Monday, April 25, 2005

Welcome to the Third Circle of Zoo

"Daddy, why are you SCREWED?"

Eli 3.9, scoring with the question of the weekend.

Let me say this about the San Antonio Zoo, because you might find yourself in San Antonio some day, looking for something to do, and you might see a brochure for the zoo and think "Hey! That would be fun!"

Hey! You would be wrong!

The fun, as it were, exists only in the brochure. The actual zoo, in contrast, was apparently designed by Joseph Conrad, who must have decided after writing Heart of Darkness that he wanted to create a zoo with the same basic themes.

The animals know this, even if they are not fans of Conrad. There are only three states in which animals exist inside the San Antonio Zoo: dead, diseased, or demoralized. It’s Dante’s version of car bingo.

To be fair, that's only true for mammals. Fish, blithe idiots that they are, just F. Scott Fitzgerald across their ponds, waiting for food to be lobbed at them by disgruntled zoo patrons. They have always relied on the kindness of strangers.

Yes, it’s remarkably inconvenient that Tennessee Williams wrote that line instead of F. Scott Fitzgerald, but there’s nothing I can do about that.

The birds? Well, they're birds. Some of them acquire an English vocabulary consisting of several hundred words, but they still foul their cages with impunity, being totally unable to learn the intricacies of a toilet, let alone a bidet. So they also don't seem to mind.

The mammals, though, are miserable. They seem to uniformly exist in small, inadequate spaces, most seem underweight, and almost all have a glassy glaze over their eyes. They have the health and motivation of the bums who sit on the sidewalk outside the liquor store. I assume their living conditions were sponsored by some pharmaceutical company testing anti-depressants for animals, because the entire population would need heavy, and daily, dosage.

Except, of course, for the bees. While the actual residents of the zoo seem uniformly ill and dispirited, the feral bees are in extravagantly robust health, congregating by the dozens near every drink stand and trash receptacle. A promising zoo mini-game involves lobbing a drink container into a trashcan and then running like hell as the swarm emerges from the dark interior once the lid is opened.

This is the condition of the zoo: we were there for two hours, saw hundreds of animals in that time, and not once did we see an animal run. Depression does that to you, clinical studies confirm, and when we saw a snow leopard sleeping on its back, meaty paws in the air, a spirited discussion ensued over whether the animal were sleeping or dead, although in this zoo, the answer hardly mattered.

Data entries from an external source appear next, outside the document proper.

PR #8100, opened 2020-04-06
Debug reading Page and Layout objects

ashmaroli:
- This is a 🙋 feature or enhancement.

## Summary

Currently only `Document` objects are shown to be read when Jekyll builds with `--verbose` switch.
With this change, all classes that include the `Convertible` module (mainly `Page`, `Layout`), except `PageWithoutAFile`, will have their `relative_path` output when building with `--verbose` mode.

PR #8101, opened 2020-04-06
Remove leading slashes from relative paths

ashmaroli:
## Summary

Strip leading slashes from core primitive objects (pages / layouts / static files) consistently.

### DIFF
--- a/lib/jekyll/layout.rb
+++ b/lib/jekyll/layout.rb
@@ -42,7 +42,7 @@ module Jekyll
         @base_dir = site.source
         @path = site.in_source_dir(base, name)
       end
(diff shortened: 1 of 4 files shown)


ashmaroli:
@DirtyF We don't need this strictly. When I exposed the relative paths of layouts via #8100, I came across this minor inconsistency. Relative paths of pages and documents do not have a leading slash. But layouts and static files do.
Apparently, we can't strip the leading slash for static files until the next major version. So that is out of the window.

ashmaroli:
Currently not a breaking change because I've reverted the changes to static files.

We tried to "sell" the zoo to Eli 3.9, but it wasn't easy. Statements like "Hey! There's a malnourished elephant" or "That kudu could really use some Prozac," while accurate, seemed less than enthusiastic.

In the end, we decided to do something we very, very rarely do with Eli 3.9: we lied. We said that we’d seen all the animals, when in actually we’d barely seen half, and we went instead to a play area at the front of the zoo. As it housed no demoralized animals, it was delightful in comparison, and Eli sprinted around the open, green spaces, as happy as a boy can be.